### Exercise material

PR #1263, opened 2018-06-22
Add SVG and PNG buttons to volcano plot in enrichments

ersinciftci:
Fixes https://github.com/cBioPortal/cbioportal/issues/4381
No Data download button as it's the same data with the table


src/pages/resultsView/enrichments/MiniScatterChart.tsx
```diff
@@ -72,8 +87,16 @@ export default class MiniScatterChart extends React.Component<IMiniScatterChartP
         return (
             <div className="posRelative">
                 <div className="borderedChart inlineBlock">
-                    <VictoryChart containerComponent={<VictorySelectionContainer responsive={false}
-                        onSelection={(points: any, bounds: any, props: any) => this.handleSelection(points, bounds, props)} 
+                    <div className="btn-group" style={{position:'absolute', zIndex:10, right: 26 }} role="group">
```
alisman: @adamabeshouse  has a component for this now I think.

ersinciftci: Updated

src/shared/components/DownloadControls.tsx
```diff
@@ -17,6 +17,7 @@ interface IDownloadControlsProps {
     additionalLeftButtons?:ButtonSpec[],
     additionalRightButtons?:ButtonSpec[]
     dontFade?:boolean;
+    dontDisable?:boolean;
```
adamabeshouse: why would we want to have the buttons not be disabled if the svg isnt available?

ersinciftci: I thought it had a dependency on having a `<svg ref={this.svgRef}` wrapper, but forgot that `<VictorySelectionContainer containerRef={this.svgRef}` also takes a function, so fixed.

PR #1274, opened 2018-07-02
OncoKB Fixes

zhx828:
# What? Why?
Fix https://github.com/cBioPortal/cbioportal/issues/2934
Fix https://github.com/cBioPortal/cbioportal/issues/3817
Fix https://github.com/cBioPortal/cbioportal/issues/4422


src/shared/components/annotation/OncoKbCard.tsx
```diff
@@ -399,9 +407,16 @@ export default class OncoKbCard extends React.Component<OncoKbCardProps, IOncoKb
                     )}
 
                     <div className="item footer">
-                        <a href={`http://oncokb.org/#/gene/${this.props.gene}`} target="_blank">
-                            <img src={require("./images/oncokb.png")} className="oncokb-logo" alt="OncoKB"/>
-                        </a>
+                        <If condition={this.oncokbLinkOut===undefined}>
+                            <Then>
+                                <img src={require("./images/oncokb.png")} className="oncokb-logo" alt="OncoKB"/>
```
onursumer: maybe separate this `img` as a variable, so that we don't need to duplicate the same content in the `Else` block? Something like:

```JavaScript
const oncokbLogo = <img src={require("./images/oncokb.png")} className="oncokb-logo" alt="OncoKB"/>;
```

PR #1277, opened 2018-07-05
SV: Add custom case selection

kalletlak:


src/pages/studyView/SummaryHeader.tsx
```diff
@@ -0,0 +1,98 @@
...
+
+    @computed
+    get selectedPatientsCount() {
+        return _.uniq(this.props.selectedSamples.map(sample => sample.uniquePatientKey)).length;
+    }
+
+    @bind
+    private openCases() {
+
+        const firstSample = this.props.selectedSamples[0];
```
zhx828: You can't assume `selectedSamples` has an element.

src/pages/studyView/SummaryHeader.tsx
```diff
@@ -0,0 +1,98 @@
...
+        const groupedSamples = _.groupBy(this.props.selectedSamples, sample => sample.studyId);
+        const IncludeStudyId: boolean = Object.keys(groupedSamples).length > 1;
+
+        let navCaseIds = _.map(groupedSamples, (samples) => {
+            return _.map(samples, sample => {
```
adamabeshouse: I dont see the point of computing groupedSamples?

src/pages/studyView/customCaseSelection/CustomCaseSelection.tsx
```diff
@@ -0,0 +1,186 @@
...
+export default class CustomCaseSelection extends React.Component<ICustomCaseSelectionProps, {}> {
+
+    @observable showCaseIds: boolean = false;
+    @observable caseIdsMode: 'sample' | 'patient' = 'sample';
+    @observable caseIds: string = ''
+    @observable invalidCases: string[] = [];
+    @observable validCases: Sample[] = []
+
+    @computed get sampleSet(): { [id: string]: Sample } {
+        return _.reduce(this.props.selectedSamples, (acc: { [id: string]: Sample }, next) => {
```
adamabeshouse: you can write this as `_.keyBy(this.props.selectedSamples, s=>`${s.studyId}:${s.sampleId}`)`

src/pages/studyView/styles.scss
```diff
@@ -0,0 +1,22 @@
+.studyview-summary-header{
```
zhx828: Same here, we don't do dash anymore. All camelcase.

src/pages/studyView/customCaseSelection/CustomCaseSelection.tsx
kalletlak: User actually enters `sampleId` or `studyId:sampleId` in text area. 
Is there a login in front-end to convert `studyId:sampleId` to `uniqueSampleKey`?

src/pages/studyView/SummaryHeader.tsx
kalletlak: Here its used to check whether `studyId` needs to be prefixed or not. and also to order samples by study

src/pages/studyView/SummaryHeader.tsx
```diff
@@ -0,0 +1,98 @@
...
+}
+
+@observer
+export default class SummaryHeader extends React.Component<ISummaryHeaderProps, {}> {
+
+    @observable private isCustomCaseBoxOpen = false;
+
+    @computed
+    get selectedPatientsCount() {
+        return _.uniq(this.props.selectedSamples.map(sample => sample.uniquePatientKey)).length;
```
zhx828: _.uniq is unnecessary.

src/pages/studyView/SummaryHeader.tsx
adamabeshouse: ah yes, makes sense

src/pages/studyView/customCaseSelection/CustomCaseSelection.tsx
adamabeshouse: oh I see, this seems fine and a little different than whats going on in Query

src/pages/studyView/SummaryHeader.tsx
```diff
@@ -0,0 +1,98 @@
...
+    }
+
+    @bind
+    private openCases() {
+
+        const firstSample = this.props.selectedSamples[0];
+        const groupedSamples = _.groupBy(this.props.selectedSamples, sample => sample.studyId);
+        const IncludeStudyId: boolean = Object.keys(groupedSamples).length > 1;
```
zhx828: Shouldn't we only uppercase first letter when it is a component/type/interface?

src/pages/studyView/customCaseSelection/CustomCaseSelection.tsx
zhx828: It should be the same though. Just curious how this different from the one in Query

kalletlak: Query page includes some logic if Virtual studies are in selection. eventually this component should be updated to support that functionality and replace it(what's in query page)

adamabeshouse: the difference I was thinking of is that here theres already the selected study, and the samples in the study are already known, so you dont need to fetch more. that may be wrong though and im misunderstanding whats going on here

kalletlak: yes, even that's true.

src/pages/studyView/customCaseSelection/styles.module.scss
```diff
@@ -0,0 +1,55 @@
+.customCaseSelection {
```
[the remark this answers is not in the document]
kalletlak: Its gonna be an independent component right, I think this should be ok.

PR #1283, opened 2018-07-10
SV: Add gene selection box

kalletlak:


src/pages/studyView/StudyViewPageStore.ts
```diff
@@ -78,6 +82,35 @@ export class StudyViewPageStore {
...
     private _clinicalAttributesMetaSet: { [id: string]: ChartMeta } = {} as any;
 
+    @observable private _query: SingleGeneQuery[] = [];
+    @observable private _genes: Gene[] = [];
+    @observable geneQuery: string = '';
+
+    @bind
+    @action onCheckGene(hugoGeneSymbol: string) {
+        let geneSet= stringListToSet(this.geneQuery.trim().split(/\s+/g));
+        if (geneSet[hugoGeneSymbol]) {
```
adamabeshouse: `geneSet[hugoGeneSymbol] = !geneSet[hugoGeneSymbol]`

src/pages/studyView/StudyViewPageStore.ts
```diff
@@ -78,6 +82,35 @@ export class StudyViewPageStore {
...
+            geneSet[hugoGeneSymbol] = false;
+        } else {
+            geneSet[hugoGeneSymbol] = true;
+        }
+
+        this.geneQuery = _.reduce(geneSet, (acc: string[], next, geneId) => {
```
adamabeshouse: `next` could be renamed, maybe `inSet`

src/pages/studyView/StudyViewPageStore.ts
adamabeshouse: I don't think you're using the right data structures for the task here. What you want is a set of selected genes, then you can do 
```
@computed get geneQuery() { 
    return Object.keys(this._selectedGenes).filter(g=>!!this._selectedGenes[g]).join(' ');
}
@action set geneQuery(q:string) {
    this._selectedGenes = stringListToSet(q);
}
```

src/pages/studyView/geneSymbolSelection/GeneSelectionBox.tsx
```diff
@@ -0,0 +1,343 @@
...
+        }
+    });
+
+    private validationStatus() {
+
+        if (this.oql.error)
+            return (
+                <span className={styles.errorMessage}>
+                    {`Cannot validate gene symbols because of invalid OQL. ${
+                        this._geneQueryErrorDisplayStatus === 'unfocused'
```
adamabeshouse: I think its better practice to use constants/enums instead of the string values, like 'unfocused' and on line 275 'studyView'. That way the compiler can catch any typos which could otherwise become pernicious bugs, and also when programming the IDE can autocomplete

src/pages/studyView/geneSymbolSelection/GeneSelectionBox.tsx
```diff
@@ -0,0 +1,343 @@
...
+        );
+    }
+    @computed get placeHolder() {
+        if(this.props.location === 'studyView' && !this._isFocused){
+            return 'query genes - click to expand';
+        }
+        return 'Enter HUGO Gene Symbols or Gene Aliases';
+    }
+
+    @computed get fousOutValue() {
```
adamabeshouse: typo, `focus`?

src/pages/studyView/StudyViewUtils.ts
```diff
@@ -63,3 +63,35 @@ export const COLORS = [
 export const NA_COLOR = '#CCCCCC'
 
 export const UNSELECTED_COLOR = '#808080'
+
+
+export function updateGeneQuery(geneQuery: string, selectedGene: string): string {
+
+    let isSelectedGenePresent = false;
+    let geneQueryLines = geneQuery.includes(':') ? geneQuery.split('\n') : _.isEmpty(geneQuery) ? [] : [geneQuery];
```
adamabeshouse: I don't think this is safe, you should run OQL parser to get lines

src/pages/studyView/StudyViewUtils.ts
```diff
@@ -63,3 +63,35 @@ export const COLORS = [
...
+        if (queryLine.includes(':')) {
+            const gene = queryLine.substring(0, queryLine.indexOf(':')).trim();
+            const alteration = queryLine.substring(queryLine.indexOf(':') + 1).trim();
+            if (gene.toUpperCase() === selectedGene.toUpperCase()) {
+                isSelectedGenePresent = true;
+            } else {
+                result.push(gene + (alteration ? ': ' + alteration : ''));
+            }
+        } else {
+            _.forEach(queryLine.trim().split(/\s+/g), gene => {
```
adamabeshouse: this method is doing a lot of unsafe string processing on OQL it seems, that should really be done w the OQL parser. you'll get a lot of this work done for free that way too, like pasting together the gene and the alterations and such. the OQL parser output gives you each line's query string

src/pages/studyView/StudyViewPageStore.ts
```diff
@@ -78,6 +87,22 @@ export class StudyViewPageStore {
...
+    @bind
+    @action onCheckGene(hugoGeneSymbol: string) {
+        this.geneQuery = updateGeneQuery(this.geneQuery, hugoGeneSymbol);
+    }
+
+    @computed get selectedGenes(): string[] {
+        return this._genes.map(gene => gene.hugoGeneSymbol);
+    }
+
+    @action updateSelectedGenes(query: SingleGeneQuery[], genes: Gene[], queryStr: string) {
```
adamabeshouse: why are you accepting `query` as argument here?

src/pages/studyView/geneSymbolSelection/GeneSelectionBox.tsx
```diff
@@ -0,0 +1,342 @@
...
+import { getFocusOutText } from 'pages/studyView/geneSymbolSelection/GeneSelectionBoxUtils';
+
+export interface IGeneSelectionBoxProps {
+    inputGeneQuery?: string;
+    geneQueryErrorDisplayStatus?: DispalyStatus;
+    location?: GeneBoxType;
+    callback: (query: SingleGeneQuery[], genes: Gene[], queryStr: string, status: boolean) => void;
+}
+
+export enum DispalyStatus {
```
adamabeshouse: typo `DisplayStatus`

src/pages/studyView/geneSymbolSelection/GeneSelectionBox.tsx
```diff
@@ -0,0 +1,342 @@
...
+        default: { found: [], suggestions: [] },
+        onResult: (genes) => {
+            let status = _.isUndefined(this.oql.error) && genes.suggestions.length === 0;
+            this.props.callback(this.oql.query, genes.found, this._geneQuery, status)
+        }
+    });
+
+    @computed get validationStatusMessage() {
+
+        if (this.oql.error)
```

######

== The task ==
Up to and including the line with "adamabeshouse: why would", transcribe the entries above exactly, starting from their first line.

== Completed exercise ==
PR #1263, opened 2018-06-22
Add SVG and PNG buttons to volcano plot in enrichments

ersinciftci:
Fixes https://github.com/cBioPortal/cbioportal/issues/4381
No Data download button as it's the same data with the table


src/pages/resultsView/enrichments/MiniScatterChart.tsx
```diff
@@ -72,8 +87,16 @@ export default class MiniScatterChart extends React.Component<IMiniScatterChartP
         return (
             <div className="posRelative">
                 <div className="borderedChart inlineBlock">
-                    <VictoryChart containerComponent={<VictorySelectionContainer responsive={false}
-                        onSelection={(points: any, bounds: any, props: any) => this.handleSelection(points, bounds, props)} 
+                    <div className="btn-group" style={{position:'absolute', zIndex:10, right: 26 }} role="group">
```
alisman: @adamabeshouse  has a component for this now I think.

ersinciftci: Updated

src/shared/components/DownloadControls.tsx
```diff
@@ -17,6 +17,7 @@ interface IDownloadControlsProps {
     additionalLeftButtons?:ButtonSpec[],
     additionalRightButtons?:ButtonSpec[]
     dontFade?:boolean;
+    dontDisable?:boolean;
```
adamabeshouse: why would we want to have the buttons not be disabled if the svg isnt available?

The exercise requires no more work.